Re: A86: ASM Programming Test

To: <assembly-86@lists.ticalc.org>
Subject: Re: A86: ASM Programming Test
From: "David Phillips" <electrum@tfs.net>
Date: Wed, 9 Dec 1998 11:43:59 -0600
Delivered-To: assembly-86-outgoing@towerguard.unix.edu.sollentuna.se
Reply-To: assembly-86@lists.ticalc.org


I spent about a day trying to figure this out.  It's not possible.  To
divide by shifting requires at least a 16 or 32 bit fixed-point number, and
it still comes out a little too bit too small (reference: "More Tricks of
the Game Programming Gurus").  For example, to divide x by 3 in C (the ">>"
operator means shift right N places...same as the assembler uses):

x_div_3 = (x >> 2) + (x >> 4) + (x >> 6) + (x >> 8)

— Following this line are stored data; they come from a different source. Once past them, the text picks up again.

PR #460, opened 2018-12-06
Improve netdisco-sshcollector CLI experience

rc9000:
Hi netdisco team! I was debugging some sshcollector failures on IOSXR. It was a bit cumbersome with the current code, so I added some additional command line options. I hope you find this useful too.


inphobia:
works nicely for me, but it would be nice if there could be a more prominent error on connection failures. now i need to activate -O to see:
# set_error(1 - unable to establish master SSH connection: password authentication failed)
the other error is just a:
[19234] 2018-12-08 21:57:51  warn WARNING: no entries received from ...

side note: can this be run from a netdisco backend worker or is it cron only?

thx

rc9000:
Thanks for checking it out @inphobia 

Yes good point, in fact the poor error reporting has mislead me before. I've added a check for a successful Net::OpenSSH connection, and a warning on failure. Now we get e.g. 

    bin $ netdisco-sshcollector -d device_with_nonexistent_hostname 
    [388] 2018-12-10 22:24:51  warn WARNING: Couldn't connect to <device_with_nonexistent_hostname> - unable to establish master SSH connection: bad password or master process exited unexpectedly
    bin $ netdisco-sshcollector - device_with_wrong_password 
    [2115] 2018-12-10 22:25:37  warn WARNING: Couldn't connect to <device_with_wrong_password> - unable to establish master SSH connection: password authentication failed

The other new commit just fixes the POD and Getopt handling for the -Q flag, in fact it doesn't look like there is any point in specifying it multiple times.

rc9000:
Regarding the cron question: No, currently netdisco-sshcollector can only be run from cron. But I think it would be nice if it would run from the daemon like the normal Arpnip job.  IMHO, if there is an entry for a device in deployment.yml->sshcollector, the job could just run the sshcollector code instead of the SNMP-based arpnip.

Maybe if the @ollyg, @JeroenvIS  etc. are on board and agree with the spec,  I could add this as a separate PR. In our network with a lot of BigIP and VRF-heavy IOSXR/NXOS, SNMP-based arpnip is pretty much a thing of the past.

inphobia:
coolness, once you're done with this i might expand it accept vrfs as a parameter. on some devices we have cli access but not the required authorization to show all vrfs, just select a select few. trying to show all either show no arp entries or an authorization error on those.
or perhaps to leave out, in the nx-os case, the vpc keepalive or management vrf...

ollyg:
Thanks!

ollyg:
Hi @rc9000, yes please go ahead, this would be very welcome. It may be less trouble than you think after some recent additions to Netdisco's core. Off the top of my head:

1. Copy https://github.com/netdisco/netdisco/blob/master/lib/App/Netdisco/Worker/Plugin/Arpnip/Nodes.pm and rename to something new such as Arpnip/NodesBySSH.pm
1. Within that file... after getting `$device`, delete the SNMP bit, it's not needed, and instead find the ssh collector config entry in settings and retrieve user/pass etc
1. Obviously return Status->info('nothing to retrieve') if there's no config for the device
1. Spawn the SSH client
1. Load and run the ssh collector as in netdisco-sshcollector
1. Store the entries using store_arp (copy from netdisco-sshcollector)

You may wish to read https://github.com/netdisco/netdisco/wiki/Backend-Plugins#worker-return-status and https://github.com/netdisco/netdisco/wiki/Worker-Cookbook to see more about the features available to Workers.

rc9000:
Ok great, thanks for the hints. I'll get on it, no promise on ETA for now though :)

inphobia:
side note: is this still correct?
"If the password is "-", public key authentication will be attempted."

i need to have a blank password if i want pubkey to work.

rc9000:
@inphobia 
> "If the password is "-", public key authentication will be attempted."
> i need to have a blank password if i want pubkey to work.

Yes I think you're right, it's probably wrongly documented like that since the Netdisco 1.3 version of the script. I've created a new issue #473 for this.

I think we should also allow passing passphrase and key_path options from the deployment.yml->sshcollector config to make this useful for the general case.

I ended up using a little subtraction loop to divide a number (code cut from
program):

 ld a,(MapY)    ; load y coord
 ld b,3      ; need to divide by 3
 ld c,0      ; it starts at 1, always add once
DoRadarL:
 inc c      ; increase quotient
 sub b      ; subtract divisor
 jr nc,DoRadarL    ; loop until it's negative

The dividend is in A, the divisor in B and C is the quotient.  It just
increments the quotient and decrements the dividend by the divisor until the
dividend is less than 0.  If you add the divisor to the dividend at the end,
then you will have the remainder as well.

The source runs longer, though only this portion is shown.